PR #124, opened 2020-02-12
Implement bit-banding

thalesfragoso:
I started a PWM implementation for this HAL and since different channels share the same register we need to make sure that only a single channel modifies the register at a time if we want to split them. So I decided to make this PR to pave the way. Also It can be a solution to the problem of the non-atomically modifying of the `RCC` registers during peripheral initialization.

I would appreciate some opinions about this approach. 
CC @therealprof 

PS: Inspired by the implementation in the F1 HAL.

### DIFF
--- a/CHANGELOG.md
+++ b/CHANGELOG.md
@@ -17,6 +17,7 @@ and this project adheres to [Semantic Versioning](http://semver.org/).
 - Added examples in the examples folder.
 - Added USB driver.
 - PLL48Clk configuration.
+- Added bit-banding implementation.
 
 ## [v0.6.0] - 2019-10-19
 
--- a/src/bb.rs
+++ b/src/bb.rs
@@ -1,0 +1,48 @@
+//! Bit banding
+//!
+//! Support for the manipulation of peripheral registers through bit-banding.
+//! Not all peripherals are mapped to the bit-banding alias region, the peripheral bit-band region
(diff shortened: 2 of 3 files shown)


therealprof:
Huh? What makes you think the F4 supports bit-banding? The only MCU family known to me at the moment which supports bit-banding is F1.

thalesfragoso:
Well, all the manuals listed here
https://github.com/stm32-rs/stm32-rs/blob/master/stm32f4/README.md say that
the chips support bit-banding on peripherals and SRAM and I checked PM0214
to find the addresses. Am I really missing something here ?

Em qua, 12 de fev de 2020 06:21, Daniel Egger <notifications@github.com>
escreveu:

thalesfragoso:
Well, all the manuals listed here https://github.com/stm32-rs/stm32-rs/blob/master/stm32f4/README.md say that the chips support bit-banding on peripherals and SRAM and I checked PM0214 to find the addresses. Am I really missing something here ?

therealprof:
Woah, this is extremely weird. I didn't see it in the memory map of the RM so I thought it did not exist, also I was searching for the wrong keyword so that showed up empty either.

TIL F4 does also support bit-banding.

Sure, your approach should work just fine, then.

thalesfragoso:
Added some docs, marked the functions as `unsafe` and rebased.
=======
## WHAT IS REQUIRED:
A single number, please: how many lines in the data above contain the string "master"?

## EXERCISE ANSWER:
2